═════ INPUT ═════

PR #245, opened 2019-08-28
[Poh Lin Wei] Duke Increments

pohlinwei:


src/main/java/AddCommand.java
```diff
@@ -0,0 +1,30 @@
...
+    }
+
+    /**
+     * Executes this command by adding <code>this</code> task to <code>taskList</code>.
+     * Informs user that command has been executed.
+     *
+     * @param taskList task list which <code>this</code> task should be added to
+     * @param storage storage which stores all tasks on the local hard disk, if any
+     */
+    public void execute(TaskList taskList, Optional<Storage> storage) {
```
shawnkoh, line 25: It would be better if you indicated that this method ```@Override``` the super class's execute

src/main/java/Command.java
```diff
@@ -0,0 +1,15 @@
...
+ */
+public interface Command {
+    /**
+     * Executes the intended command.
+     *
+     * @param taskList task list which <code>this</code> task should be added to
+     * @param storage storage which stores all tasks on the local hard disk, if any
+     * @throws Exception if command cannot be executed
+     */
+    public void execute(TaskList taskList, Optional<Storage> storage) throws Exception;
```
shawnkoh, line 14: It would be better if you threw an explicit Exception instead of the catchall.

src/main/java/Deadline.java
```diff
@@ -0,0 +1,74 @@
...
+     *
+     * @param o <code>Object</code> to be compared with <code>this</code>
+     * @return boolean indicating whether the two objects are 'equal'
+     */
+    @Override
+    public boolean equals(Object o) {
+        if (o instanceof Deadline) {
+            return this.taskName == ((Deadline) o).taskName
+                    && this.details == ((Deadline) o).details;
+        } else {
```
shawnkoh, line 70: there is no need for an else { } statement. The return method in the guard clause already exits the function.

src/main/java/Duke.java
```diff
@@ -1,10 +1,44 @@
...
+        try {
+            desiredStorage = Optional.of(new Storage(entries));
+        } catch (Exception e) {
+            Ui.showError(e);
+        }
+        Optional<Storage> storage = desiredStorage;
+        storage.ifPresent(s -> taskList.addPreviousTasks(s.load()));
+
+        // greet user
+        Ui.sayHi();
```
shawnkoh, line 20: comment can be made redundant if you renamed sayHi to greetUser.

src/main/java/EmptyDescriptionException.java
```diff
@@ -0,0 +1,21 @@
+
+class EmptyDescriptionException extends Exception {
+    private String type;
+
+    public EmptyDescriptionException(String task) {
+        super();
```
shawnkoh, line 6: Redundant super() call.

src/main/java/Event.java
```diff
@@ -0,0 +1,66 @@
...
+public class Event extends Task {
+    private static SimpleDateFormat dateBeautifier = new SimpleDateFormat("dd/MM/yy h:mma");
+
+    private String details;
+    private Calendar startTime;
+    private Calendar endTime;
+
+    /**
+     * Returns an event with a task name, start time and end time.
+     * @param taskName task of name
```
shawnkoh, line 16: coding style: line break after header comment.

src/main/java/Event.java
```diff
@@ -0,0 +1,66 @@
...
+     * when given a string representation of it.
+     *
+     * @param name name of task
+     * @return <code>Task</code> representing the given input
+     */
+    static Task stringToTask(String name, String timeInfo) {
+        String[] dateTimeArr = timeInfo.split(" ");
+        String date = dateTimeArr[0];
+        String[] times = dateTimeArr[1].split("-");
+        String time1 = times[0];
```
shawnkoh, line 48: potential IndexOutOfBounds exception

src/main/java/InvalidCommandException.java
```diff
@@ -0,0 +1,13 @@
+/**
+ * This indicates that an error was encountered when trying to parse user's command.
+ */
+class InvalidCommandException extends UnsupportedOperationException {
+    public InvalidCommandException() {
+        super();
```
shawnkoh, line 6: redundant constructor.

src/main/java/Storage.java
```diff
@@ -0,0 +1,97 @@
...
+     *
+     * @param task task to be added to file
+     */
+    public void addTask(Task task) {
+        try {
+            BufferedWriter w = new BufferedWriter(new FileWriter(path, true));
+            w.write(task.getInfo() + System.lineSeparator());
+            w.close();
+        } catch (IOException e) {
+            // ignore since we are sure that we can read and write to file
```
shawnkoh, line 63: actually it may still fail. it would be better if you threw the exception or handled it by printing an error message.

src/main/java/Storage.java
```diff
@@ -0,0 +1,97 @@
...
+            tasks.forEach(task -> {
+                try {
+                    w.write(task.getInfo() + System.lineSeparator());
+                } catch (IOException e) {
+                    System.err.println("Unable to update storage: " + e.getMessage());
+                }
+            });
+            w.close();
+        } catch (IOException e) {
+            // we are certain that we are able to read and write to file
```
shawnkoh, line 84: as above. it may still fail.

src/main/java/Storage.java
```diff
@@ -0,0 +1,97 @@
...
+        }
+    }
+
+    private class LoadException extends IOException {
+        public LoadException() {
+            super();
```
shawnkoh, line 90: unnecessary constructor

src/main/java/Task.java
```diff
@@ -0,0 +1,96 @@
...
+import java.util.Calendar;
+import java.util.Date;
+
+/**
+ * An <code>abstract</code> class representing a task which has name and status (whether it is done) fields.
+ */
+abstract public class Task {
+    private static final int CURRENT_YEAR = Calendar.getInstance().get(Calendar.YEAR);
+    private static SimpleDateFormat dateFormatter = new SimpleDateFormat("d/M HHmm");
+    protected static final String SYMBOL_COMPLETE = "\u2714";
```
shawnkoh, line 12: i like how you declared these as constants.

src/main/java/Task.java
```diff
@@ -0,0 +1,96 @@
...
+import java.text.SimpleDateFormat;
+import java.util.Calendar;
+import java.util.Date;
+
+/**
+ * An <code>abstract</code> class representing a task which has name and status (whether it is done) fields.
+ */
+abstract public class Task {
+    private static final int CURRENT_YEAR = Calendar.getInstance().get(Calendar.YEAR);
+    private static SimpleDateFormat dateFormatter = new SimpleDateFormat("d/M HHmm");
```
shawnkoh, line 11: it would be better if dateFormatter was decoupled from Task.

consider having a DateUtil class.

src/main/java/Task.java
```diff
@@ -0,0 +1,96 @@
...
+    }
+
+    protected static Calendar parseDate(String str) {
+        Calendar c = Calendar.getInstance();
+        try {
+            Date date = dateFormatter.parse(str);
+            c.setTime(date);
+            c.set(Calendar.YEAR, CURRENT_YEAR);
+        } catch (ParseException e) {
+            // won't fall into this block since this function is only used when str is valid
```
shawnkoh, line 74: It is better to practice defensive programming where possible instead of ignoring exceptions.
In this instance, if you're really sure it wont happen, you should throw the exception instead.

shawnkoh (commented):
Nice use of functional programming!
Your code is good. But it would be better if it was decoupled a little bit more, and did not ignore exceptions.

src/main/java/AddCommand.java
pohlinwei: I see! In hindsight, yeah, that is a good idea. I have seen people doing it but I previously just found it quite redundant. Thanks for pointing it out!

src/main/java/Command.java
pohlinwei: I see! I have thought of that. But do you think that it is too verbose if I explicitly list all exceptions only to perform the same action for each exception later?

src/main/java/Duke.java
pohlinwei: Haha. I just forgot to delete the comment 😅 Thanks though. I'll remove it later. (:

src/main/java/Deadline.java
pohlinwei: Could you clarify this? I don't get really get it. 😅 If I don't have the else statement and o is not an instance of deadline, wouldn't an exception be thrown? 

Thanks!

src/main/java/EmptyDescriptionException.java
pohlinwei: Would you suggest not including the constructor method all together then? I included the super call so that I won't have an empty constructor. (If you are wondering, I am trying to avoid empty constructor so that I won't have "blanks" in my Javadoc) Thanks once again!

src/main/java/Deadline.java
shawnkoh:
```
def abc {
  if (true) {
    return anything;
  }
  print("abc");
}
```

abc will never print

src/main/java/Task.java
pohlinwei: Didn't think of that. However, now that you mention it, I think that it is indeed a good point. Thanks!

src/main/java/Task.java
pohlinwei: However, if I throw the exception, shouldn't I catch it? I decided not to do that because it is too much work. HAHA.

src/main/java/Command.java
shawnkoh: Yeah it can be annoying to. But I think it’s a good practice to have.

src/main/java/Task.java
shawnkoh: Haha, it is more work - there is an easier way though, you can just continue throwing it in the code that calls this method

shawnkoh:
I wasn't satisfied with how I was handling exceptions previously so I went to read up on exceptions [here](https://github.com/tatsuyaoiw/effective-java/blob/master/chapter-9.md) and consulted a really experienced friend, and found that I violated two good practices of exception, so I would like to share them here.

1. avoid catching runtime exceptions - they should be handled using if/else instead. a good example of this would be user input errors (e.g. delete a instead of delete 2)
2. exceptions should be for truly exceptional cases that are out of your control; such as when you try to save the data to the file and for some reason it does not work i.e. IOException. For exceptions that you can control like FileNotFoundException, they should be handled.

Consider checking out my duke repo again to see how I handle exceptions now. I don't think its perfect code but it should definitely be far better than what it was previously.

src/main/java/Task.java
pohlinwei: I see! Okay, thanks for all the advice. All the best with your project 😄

═════

WHAT THE TASK REQUIRES =
If a line in the records has the word "times", copy that line.

WRITTEN SOLUTION =
+        String[] times = dateTimeArr[1].split("-");
+        String time1 = times[0];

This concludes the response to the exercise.